The fact is that our computers just get better and better. Propelled by the exponents that drive the science and engineering of hardware and software, our devices become twice as powerful every eighteen months or so. The machines my students use are now one million times more powerful than those I used when I began my studies in AI.

These more powerful machines have more data to access using more sophisticated algorithms; they contain more sensors that deliver more functionality. And, of course, they can draw on even more power and data from the Cloud. The result is a supercomputer in our pockets that sometimes acts as a phone, but can also recognize speech, faces, and patterns of all kinds. A device that can connect to the colossal repository of human knowledge that is the World Wide Web and answer questions on anything from Genghis Khan to the weather in Houston, current traffic conditions in London to a book I might like to read given my reading preferences over the past few years.

AI research has exploited the increased power of computers and the access to huge amounts of data to write programs that can “learn”, “understand” and “anticipate”. This is why when you ask your phone “When did Michelangelo die?” certain brands will answer in synthesized speech “Michelangelo died the 8th of February 1564 aged 88”. It will also provide you with a screen full of additional information about the Italian genius and polymath. This kind of response is now accepted as normal and routine.

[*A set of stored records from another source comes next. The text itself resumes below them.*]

PR #637, opened 2018-12-29
[WIP] Typed VarInfo and Turing reorganisation

mohamed82008:
This is a gigantic WIP PR that's not fully tested yet, and that I should probably break down into a few PRs. The main idea is to make a concretely typed `VarInfo` which I call `TypedVarInfo` and use a function barrier to do the expensive sampling using the `TypedVarInfo`. Before the sampling starts however, I run a type unstable function that figures out the `TypedVarInfo` by actually running the model on an `UntypedVarInfo`, formerly just `VarInfo`, and the converting it to a typed one. I will write a more complete summary at some point. If you feel adventurous, you can skim through it and give me your feedback.


yebai:
Thanks, @mohamed82008. Since it's challenging to make `VarInfo` type stable for all scenarios, having a type stable version of `VarInfo` for HMC samplers sounds like a good solution!

mohamed82008:
It is a bit more general that this but yes this is the idea. While making `TypedVarInfo`, I also realized that `spl.info` and `sample.value` need to be made type stable, beside a few other struct fields so I am lumping them together. Let's make Turing fast!

cpfiffer:
I'm really pumped for this!

xukai92:
Thanks @mohamed82008 ! I wonder if it would be useful for the purpose of type stability to introduce an intermediate type (say `RandomVariable`) which is a single instance inside `VarInfo` that contains the value, distribution, and other information, and make `VarInfo` a vector of `RandomVariable` plus `logp` and some other fields.

mohamed82008:
@xukai92 this is pretty much what I have done! https://github.com/TuringLang/Turing.jl/blob/mt/type_stability/src/Core/VarReplay/typed_varinfo.jl#L3

This file is pretty much ready, so please read it if you have time. There is one performance bug there which I fixed on my machine but it doesn't change the semantics.

xukai92:
That's great! Yes I read the code (briefly) before my last comment and noticed the `SingleVarInfo` type, but the type signature confused me (because they are still vectors of xxx). Why do we make it like this?

src/Core/AD.jl
```diff
@@ -1,3 +1,46 @@
+module AD
+
+import ForwardDiff
+import Flux.Tracker
+using ..VarReplay
```
xukai92: Probably dumb question - what do `..` and `...` do?

mohamed82008: One dot searches for the module in the same global scope (as opposed to normal package directories). Two dots go up one level, three dots go up 2 levels, etc. For example:

```julia
module A
    module B
    end
    using .B

    module C
         using ..B        
         module D
             using ...B
         end
         using .D
    end
end
```

xukai92: Great thx!

mohamed82008:
> Why do we make it like this?

This was the easiest to accommodate multi-variate and single-variate variables. A named tuple is immutable, so the single variable's value has to be a `Ref` or a `Vector`. It is technically possible to modify an immutable that is a field of a mutable (`vi` is) using the more advanced approach of [StaticArrays.MArray](https://github.com/JuliaArrays/StaticArrays.jl/blob/master/src/MArray.jl#L130), so this may change in the future but for now this is the easiest implementation.

src/Core/VarReplay/varinfo.jl
```diff
@@ -0,0 +1,325 @@
...
+    idcs        ::    Dict{VarName,Int}
+    vns         ::    Vector{VarName}
+    ranges      ::    Vector{UnitRange{Int}}
+    vals        ::    Vector{Real}
+    dists       ::    Vector{Distributions.Distribution}
+    gids        ::    Vector{Int}
+    logp        ::    Real
+    num_produce ::    Int           # num of produce calls from trace, each produce corresponds to an observe.
+    orders      ::    Vector{Int}   # observe statements number associated with random variables
+    flags       ::    Dict{String, BitVector}
```
xukai92: If this `flags` filed leads to instability, we can also ``unpack'' it into several fields. The main purpose of it is to introduce an unified interface for flag-like fields.

mohamed82008: No this is fine, since the way we use it is type stable as far as I can tell.

mohamed82008:
Module structure:
```julia
module Turing
    module Utilities
    end

    module Core
         module Compiler
         end

         module VarReplay
         end

         module Container
         end      

         module AD
         end
   end

    module Inference
        module Adapt
        end
    end
end
```

src/Core/AD.jl
```diff
@@ -1,3 +1,46 @@
...
+
+const ADSAFE = Ref(false)
+function setadsafe(switch::Bool)
+    @info("[Turing]: global ADSAFE is set as $switch")
+    ADSAFE[] = switch
+end
+
+const CHUNKSIZE = Ref(40) # default chunksize used by AD
+
+function setchunksize(chunk_size::Int)
```
cpfiffer: I'm glad all this stuff is getting moved out of `Turing.jl`.

PR #642, opened 2019-01-06
Adds code example and sampler path image to splash page

cpfiffer:
A minor update to the splash page, but one I think gets the splash page closer to something I'm happy with. 

New:
- A code excerpt showing the `gdemo` model.
- A nicer 3d plot showing the `NUTS` sampler path on a weird posterior.


yebai:
Thanks, @cpfiffer!

PR #648, opened 2019-01-17
Fix DynamicHMC support and related issues

mohamed82008:
This fixes #647 and other related issues introduced in #626. A little bit of cleanup is also done.

PR #649, opened 2019-01-19
Reorganization - no functional change

mohamed82008:
This PR dissects part of #637 and is based on #648. When #648 goes in, this PR can be trivially re-based. 

Three modules are created in this PR: `Utilities`, `Core` and `Inference`. This is less fine-grained than the splitting in #637 but is a step in the right direction IMO. There is no functional change here. I used this chance to fix some indentation and function syntax issues, but some more indentation inconsistency is remaining. Few structs and functions are defined in the `Turing` module itself, like `Sampler` and `Model`. `Sampler` for example is used in the other modules, so it was important to define it first. It's also nice to have `Turing.Sampler` and `Turing.Model` directly as opposed to `Turing.Inference.Sampler` and `Turing.Core.Model`.


yebai:
Thanks, @mohamed82008.

Issue #600, opened 2018-11-17
Is Binomial supported/working?


goedman:
Hi, I'm trying to get below Turing program to run:

```
using Turing, MCMCChain

data = (n = 9, k = 6)
@model globe_toss(n, k) = begin
  #prior
  theta ~ Beta(1, 1)
  #model
  k ~ Binomial(n, theta)
end

chn2 = sample(globe_toss(data.n, data.k), HMC(2000, 0.75, 5))
describe(chn2)
```
which produces below error:

julia> include("/Users/rob/.julia/dev/StatisticalRethinking/chapters/02/turing_globe_toss.jl")
[ Info:  Assume - `theta` is a parameter
[ Info:  Observe - `k` is an observation
ERROR: LoadError: MethodError: no method matching Float64(::Flux.Tracker.TrackedReal{Float64})
Closest candidates are:
  Float64(::Real, ::RoundingMode) where T<:AbstractFloat at rounding.jl:185
  Float64(::T<:Number) where T<:Number at boot.jl:725
  Float64(::Int8) at float.jl:60
  ...

This is on Julia 1.0.2 and using Turing v0.5.1. These are my first steps in using Turing, so it is likely I'm doing something wrong. Thanks.

yebai:
This should be already supported. We have a similar model here:
https://github.com/TuringLang/TuringExamples/blob/master/stan-models/bernoulli.model.jl

cpfiffer:
@yebai I've noticed this come up a couple times while I've been playing with some of the models. It seems like the parameters are being converted into tracked values which don't shoehorn well into the `binomlogpdf` function. I suspect this might need more triage because I've seen this come up a good deal.

The way I've patched this is by calling `Flux.Tracker.data()` on the parameters. It's not a good long-term solution but it certainly will get things working. Here's the modified version of @goedman's example:

```julia
using Turing, MCMCChain, Flux.Tracker

data = (n = 9, k = 6)
@model globe_toss(n, k) = begin
  #prior
  theta ~ Beta(1, 1)
  #model
  k ~ Binomial(n, Tracker.data(theta))
end

chn2 = sample(globe_toss(data.n, data.k), HMC(2000, 0.75, 5))
describe(chn2)
```

yebai:
>   k ~ Binomial(n, Tracker.data(theta))

@cpfiffer 
[...]

PR #656, opened 2019-01-22
Remove duplicate method definition.

yebai:
This PR fixes the following warning:

```julia
WARNING: Method definition <=(Flux.Tracker.TrackedReal{T} where T<:Real, Flux.Tracker.TrackedReal{T} where T<:Real) in module Tracker at /Users/hg344/.julia/packages/Flux/U8AZD/src/tracker/lib/real.jl:45 overwritten in module Core at /Users/hg344/.julia/dev/Turing/src/core/ad.jl:167.
```

Related: 

https://github.com/FluxML/Flux.jl/pull/499 

https://github.com/TuringLang/Turing.jl/issues/600

### DIFF
--- a/src/core/ad.jl
+++ b/src/core/ad.jl
@@ -163,9 +163,6 @@ function gradient_reverse(
     return l, ∂l∂θ
 end
 
-import Base: <=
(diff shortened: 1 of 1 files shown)


mohamed82008:
My bad. I was using a pinned Flux.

AI has delivered many components of smart behavior. If we think about it, we don’t expect that they really “learn”, “understand” or “anticipate” in the way we humans do. There is no attempt to cognitively emulate the task; to build a system that recognizes faces or speech in the way humans do. They deliver on tasks that were once seen as the high frontier of AI. It is worth remembering that the programs on our phone have no interest or sense of pride in a task well executed.

It’s Just a Game

Nevertheless, AI systems, with their unnervingly swift and accurate responses, lead us to assume a formidable intelligence sat behind this performance. The US features a hugely popular game show called Jeopardy, in which contestants are presented with general knowledge clues in the form of answers, and must phrase their responses in the form of questions.

If you watch a YouTube clip of IBM’s computer Watson playing Jeopardy, we see it ultimately beat the best human players. It is easy to think of Watson as a super intelligent machine. It is smart at playing Jeopardy. But it couldn’t suddenly start playing Go or Monopoly. It is good at a particular task.

The imminent arrival of a general AI was also much discussed in the late 1990s when a computer beat the world chess champion, Gary Kasparov. That machine’s performance psychologically undermined Kasparov; he was convinced it was reading his mind. Deep Blue played chess by looking deep into millions of possible moves, by having databases with huge numbers of opening moves, the end stage of a game and so on.

But Deep Blue could no more transfer its skills to Jeopardy than Jeopardy could use its methods and algorithms to play chess. We have no real idea how to endow our computers with overarching general intelligence. We have no real idea how to build an intelligence that is reflective, self-aware and able to transfer skills and experience effortlessly from one domain to another.

That doesn’t mean that the achievements of AI should be diminished. I have mentioned a few of the services we now enjoy thanks to AI research. I could have included machine translation, robotics and software agents. We have new variants of machine learning that can achieve super-human levels of behavior on specific tasks with only a few hours training. But our programs are not about to become self-aware or decide that we are redundant. The threat as ever is us; not artificial intelligence but rather our own natural stupidity.

We most certainly need to think about the limits of ever more capable autonomous systems, whether pilotless drones or automated trading systems. We need to consider what limits we place on these systems. We most certainly need to consider the restraints and safeguards that we need to engineer into the hardware, software and deployment policies of our current AI systems. But the next self-aware computer you encounter will only be appearing at a cinema near you.